The notion that the stimulus failed has hardened into Republican orthodoxy, but it doesn’t hold up. A study released last week by the nonpartisan Congressional Budget Office confirmed that as of June, between 1 million and 2.9 million people are working who wouldn’t otherwise have been, thanks to the stimulus. That study wasn’t an outlier. Several others came to similar conclusions, including one by the economists Alan Blinder and Mark Zandi. As Jared Bernstein notes, the analysis by Blinder and Zandi found that the stimulus was responsible for roughly 2.7 million jobs and increased the GDP in 2010 by a healthy 3.4 percent.

I recall everyone praising Senator Snowe for pushing so hard to keep the stimulus below $800 billion. She was wrong. She was certainly better than the traditional Republican, yes, but being wrong by a lesser degree is still being wrong. (Her next re-election campaign will be yet another which does not feature a vote from me.)

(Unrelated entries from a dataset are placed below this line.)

PR #1456, opened 2024-10-22
Add python httpServer handler

cristim67:
## Type of change

-   [x] 🍕 New feature
-   [ ] 🐛 Bug Fix
-   [ ] 🔥 Breaking change
-   [ ] 🧑‍💻 Improvement

## Checklist

### DIFF
--- a/src/functionHandlerProvider/providers/HttpServerHandlerProvider.ts
+++ b/src/functionHandlerProvider/providers/HttpServerHandlerProvider.ts
@@ -110,53 +110,66 @@ export class HttpServerPythonHandlerProvider implements FunctionHandlerProvider 
         functionConfiguration: FunctionConfiguration,
     ): Promise<void> {
         const handlerContent = `
-import os
-from importlib import import_module
-from http.server import BaseHTTPRequestHandler, HTTPServer
-import threading
-import asyncio
+from io import BytesIO
+import traceback
+from ${functionConfiguration.entry.split(".")[0]} import app as application
 
-# Import the original app.py, but it will automatically start the server
-app = import_module("${functionConfiguration.entry.split(".")[0]}")
-
-server = None
-original_create_server = HTTPServer
-
-# Override the HTTP server creation to store the reference to the server
-def create_server(*args, **kwargs):
-    global server
-    server = original_create_server(*args, **kwargs)
-    return server
-
-class CustomHTTPRequestHandler(BaseHTTPRequestHandler):
-    def handle_request(self, event):
-        try:
-            self.command = event['http']['method']
-            self.path = f"{event['http']['path']}{event['url'].get('search', '')}"
-            self.headers = event.get('headers', {})
-            self.rfile = event['body'].encode() if isinstance(event['body'], str) else event['body']
-            self.client_address = (event['http']['sourceIp'], 0)
-            
-            # Emit the request to the server
-            server.process_request(self, None)
-        
-        except Exception as e:
-            self.send_response(500)
-            if os.getenv('GENEZIO_DEBUG_MODE') == 'true':
-                self.end_headers()
-                self.wfile.write(str(e).encode())
-            else:
-                self.end_headers()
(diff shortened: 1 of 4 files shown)


src/functionHandlerProvider/providers/HttpServerHandlerProvider.ts
```diff
@@ -102,3 +102,118 @@ export { handler };`;
...
+    }
+`;
+
+        await writeToFile(outputPath, handlerFileName, handlerContent);
+    }
+
+    // NOT USED
+    async getLocalFunctionWrapperCode(handler: string, entry: string): Promise<string> {
+        return `${handler} ${entry}`;
+    }
```
andreia-oca, line 218: If `not used`, why is it here? :))

If it should be here because it's called for these object types - at least it should be obvious it's not used - return `undefined` or maybe, `false`.

Otherwise - someday, it will be used, regardless the comment :))

src/functionHandlerProvider/providers/HttpServerHandlerProvider.ts
```diff
@@ -102,3 +102,118 @@ export { handler };`;
...
+    wsgi_headers = {}
+    for header, value in headers.items():
+        wsgi_headers[f"HTTP_{header.upper().replace('-', '_')}"] = value
+    return wsgi_headers
+
+def format_response(response_body, headers, status_code):
+    """
+    Formats the response to return, ensuring the content type is handled appropriately.
+    """
+    content_type = headers.get('Content-Type', 'text/html')
```
andreia-oca, line 191: What happens for `application/json` bodies?

src/functionHandlerProvider/providers/HttpServerHandlerProvider.ts
```diff
@@ -102,3 +102,118 @@ export { handler };`;
...
+            "headers": {"Content-Type": "text/plain"},
+            "error": str(e)
+        }
+
+def create_wsgi_environ(event, http_info, path):
+    """
+    Creates a WSGI environment based on the HTTP information received from the event.
+    """
+    return {
+        'REQUEST_METHOD': http_info.get('method', 'GET'),
```
andreia-oca, line 165: Hmm, this should be hardcoded to `GET`?
What happens if the function should handle post, delete etc?

cristim67: Here `GET` is a default value if the `http.method` attribute is not found in the `HTTP` event.

As long as `http.method` is specified, the assignment is dynamically. In flask for example, the method is specified and if it's not, the method will be `GET`:

```
@app.route('/')
def home():
    return 'Hello, World!'
    
@app.route('/post-data', methods=['POST'])
def post_data():
    data = request.get_json()
    if not data:
        return {'error': 'No data found in request'}, 400
    print(f"Received data: {data}")
    return data
```

src/functionHandlerProvider/providers/HttpServerHandlerProvider.ts
cristim67: It will be decoded as `utf-8`

cristim67: Also, I've added an example route for this: 

`@app.route('/post-data', methods=['POST'])
def post_data():
    data = request.get_json()
    if not data:
        return {'error': 'No data found in request'}, 400
    print(f"Received data: {data}")
    return data`

https://github.com/Genez-io/flask-getting-started

src/functionHandlerProvider/providers/HttpServerHandlerProvider.ts
cristim67: I don't necessarily have a context, I copied it from node (HttpServerHandlerProvider)

I think definition is needed because it is derived from an interface, but yes, I would return undefined. Is it ok for nodejs too @radu1122 ?

andreia-oca (approved):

I hate to take the tactic in saying that Republicans want to see bad things happen to the economy, but I’m hard pressed to say otherwise. What we obviously need right now is for the government to keep up its spending – even in the recent debt reduction deal the government will hardly cut spending over the next several years; everyone knows that would hurt growth even further. I just wish President Obama would stop listening to the other side and start pushing through what is right.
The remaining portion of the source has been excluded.